Docs/patterns/root cause pattern/README

Root Cause Pattern

Pattern: Root Cause
Category: Post-Incident Learning & Prevention
Maturity: Stable v1.1 | Updated: 2026-07-16


Overview

The Root Cause Pattern prevents the failure mode where teams close incidents with symptom fixes and vague morals (“be more careful,” “improve monitoring”) and the same outage returns. Without a blameless timeline, a single systemic root cause, and owned prevention with due dates, RCAs become theater.

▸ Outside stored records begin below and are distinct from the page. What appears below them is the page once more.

PR #940, opened 2026-07-14
Consolidate configuration parsing onto a single read path

### LINKED ISSUE #932: Refactor configuration parsing
In #929, miem configuration parsing was brought in, but we have room to reduce redundancy.

We can read configuration files in two places

1. https://github.com/NCAR/musica/blob/25df47c4237c46b661064ec6a1c91db271690550/include/musica/configuration/emissions.hpp#L20-L21
2. https://github.com/NCAR/musica/blob/25df47c4237c46b661064ec6a1c91db271690550/include/musica/configuration/parse.hpp#L14-L15

However, both of these read the same file and produce something usable for either [micm](https://github.com/NCAR/musica/blob/25df47c4237c46b661064ec6a1c91db271690550/include/musica/configuration/parse.hpp#L16) or [miem](https://github.com/NCAR/musica/blob/25df47c4237c46b661064ec6a1c91db271690550/include/musica/configuration/emissions.hpp#L22). Instead, let's consolidate down to one read path that produces a mechanism and then we pass that mechanism to either miem/micm

We should consolidate this

**Acceptance criteria**
- Only one pathway exists to read a configuration file path or string and it returns a mechanism
  - Meaning, these functions should be removed 
    - https://github.com/NCAR/musica/blob/25df47c4237c46b661064ec6a1c91db271690550/src/configuration/parse.cpp#L19-L27
    - https://github.com/NCAR/musica/blob/25df47c4237c46b661064ec6a1c91db271690550/src/configuration/emissions.cpp#L148-L155
  - and all parsing should flow through https://github.com/NCAR/musica/blob/main/src/configuration/read_mechanism.cpp
- A function exist which takes a mechanism and can configure micm with a [`Chemsitry`](https://github.com/NCAR/musica/blob/main/include/musica/configuration/chemistry.hpp) object
- A function exists which takes a mechanism and can configure miem with an [`Emissions`](https://github.com/NCAR/musica/blob/25df47c4237c46b661064ec6a1c91db271690550/include/musica/configuration/emissions.hpp#L14-L18) object
- parsing a file can still work even if miem/micm are not enabled in a build
  - if possible, do this without ifdefs, but it may be unavoidable
  - might already be true in [`read_mechanism.cpp`](https://github.com/NCAR/musica/blob/main/src/configuration/read_mechanism.cpp), but confirm
- One parse can feed many converters, and there is a test proving it
  - `ReadMechanism` once, then `ConvertMechanism` **and** `ConvertEmissions` on the same mechanism, with no second parse.
- [`ConvertEmissions` throws `MissingEmissionsSection`](https://github.com/NCAR/musica/blob/25df47c4237c46b661064ec6a1c91db271690550/src/configuration/emissions.cpp#L120) when a mechanism has no emissions. Missing emissions should no longer be an error

**Ideas**
- Consider renaming `ConvertMechanism` to `ConvertChemistry` (or `ConvertToChemistry`) to mirror `ConvertEmissions`

smeechncar:
## Summary
- Remove the redundant `ReadConfiguration`/`ReadConfigurationFromString` (parse.cpp) and `ReadEmissionsConfiguration`/`ReadEmissionsConfigurationFromString` (emissions.cpp) wrappers, which each independently re-parsed a config file/string. All callers now call `ReadMechanism`/`ReadMechanismFromString` once and pass the resulting `Mechanism` to whichever converter(s) they need.
- Rename `ConvertMechanism` to `ConvertChemistry` to mirror `ConvertEmissions`, per the issue's suggestion.
- `ConvertEmissions` no longer throws when a mechanism has no emissions section, it returns an empty `Emissions` instead. Removed the now-unused `MissingEmissionsSection` error code.
- Added `src/test/unit/configuration/`: direct tests for `ReadMechanism`/`ReadMechanismFromString` (built regardless of MICM/MIEM), and a test proving one parse can feed both `ConvertChemistry` and `ConvertEmissions` with no second parse (gated on both MICM and MIEM being enabled).

Closes #932

## Test plan
- [x] Built and ran full test suite with `MUSICA_ENABLE_MIEM=ON` (Clang 17), 10/10 tests pass, including the new `read_mechanism` and `one_parse_many_converters` tests
- [x] Built and ran full test suite with default flags (`MUSICA_ENABLE_MIEM=OFF`), 6/6 tests pass, confirming `emissions.cpp` and the MIEM-only test are correctly excluded and parsing still works without MICM/MIEM ifdefs
- [x] Verified no remaining references to the removed functions/error code anywhere in the repo


K20shores (approved):
This matches what I was thinking. Maybe as the usage of miam/miem matures we will have to do some more refactoring, but I think a big win here is a single place to read rather than more than one

boulderdaze (approved):

PR #941, opened 2026-07-14
version 0.16.1

K20shores:
Update the version and enable testing of miam notebooks so we can release miam in python to get the binder link working.

We are only releasing the python library, so we won't do any of the other releases. This is one downside of a mono repository where we try to version all packages the same

notebook tests were added in #919, but that same PR disabled miam
miam was re-enabled in #930


boulderdaze (changes requested):
Please check updating version in citation, package.json, etc

K20shores:
> Please check updating version in citation, package.json, etc

I'm not updating javascript/julia interfaces so I didn't bump those versions, but I just did bump the citation version

boulderdaze (approved):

This pattern aligns with ../../08-ai-sdlc/prompts/root-cause-analysis.prompt.md: timeline → 5 Whys → contributing factors → detection gap → remediation with owners → measurable prevention.

When to Apply

Apply this pattern when:

  • A SEV1/SEV2 incident is mitigated (or SEV3 with recurrence risk)
  • A near-miss would have been SEV1 under slightly different timing
  • A hotfix/rollback restored service but the systemic condition remains
  • Leadership or customers require a written postmortem with actions

Do NOT apply this pattern to:

  • Active uncontained incidents (contain first via hotfix-pattern)
  • Blame sessions or HR investigations disguised as RCAs
  • Trivial SEV4 noise with no learning value (log and move on)
  • Speculative “what if” reviews without a concrete timeline and evidence

Problem

root-cause-pattern/problem.md

Statement: Post-incident writeups that list multiple “root causes,” name individuals negatively, or assign ownerless actions fail to change the system — recurrence is the measurable outcome.

Measurable symptom: Repeat incident class within two quarters, or >50% of RCA actions still open past due with no escalation.

Root cause: Organizations confuse triggers/symptoms with systemic conditions, and treat the RCA meeting as closure rather than as a commitment device for prevention.


Context Requirements

Before applying this pattern:

  • Incident mitigated or explicitly in monitoring with stable containment
  • Timeline raw materials available (alerts, deploys, flag flips, chat export)
  • Facilitator committed to blameless norms
  • Action owners will be in the room (or immediately reachable)

Workflow


Prompt

See prompt.md — full XML mirrored from the SDLC root-cause-analysis prompt with bindable template variables.


Agent Definition

name: RCA Analyst Agent
role: |
  You draft blameless RCAs with one root cause, 5 Whys, detection gaps, and
  owned actions. You do not assign personal blame. You do not accept vague
  monitoring actions.

Full YAML: agent.md


Subagents

Subagent Role When Invoked
Timeline Builder Chronology with sources Start
Five Whys Facilitator Drive to systemic cause After timeline
Detection Gap Analyst Why not caught earlier After root cause
Action Scrubber Reject ownerless/vague actions Before publish

Skills Required

  • Blameless facilitation skill
  • 5 Whys / fault-tree skill
  • Observability gap analysis skill
  • Corrective action tracking skill

Hooks

Executable checks in hooks.md: one root cause, 5 Whys present, owners+dates, no blame language patterns.


Checklist

See checklist.md.


Examples

See examples/example.md — inline RCA for checkout NPE with 5 Whys and concrete alert action.

Component File
Problem problem.md
Context context.md
Workflow workflow.md
Prompt prompt.md
Agent agent.md
Subagents subagents.md
Skills skills.md
Hooks hooks.md
Checklist checklist.md
Failures failures.md
Enterprise enterprise-notes.md

Common Failures

Failure 1: Many “root causes”

Symptom: RCA lists five root causes; nothing is systemic.
Cause: Stopped at triggers/contributing factors.
Recovery: Pick one systemic condition; demote others to contributing factors.

Failure 2: Vague prevention

Symptom: Action “improve monitoring” with no metric.
Cause: Meeting ended without specificity.
Recovery: Rewrite to named alert, threshold, and owner — see SDLC prompt examples.

Failure 3: Blame drift

Symptom: Writeup centers who erred.
Cause: Blameless norm not enforced.
Recovery: Rewrite to system conditions; facilitator restates norm.


Enterprise Notes

  • Accountability ≠ blame: owned actions with due dates are required; personal punishment is out of scope for this pattern.
  • Regulated post-incidents may need legal review before external sharing — publish internal first.
  • No certification claims from completing an RCA template.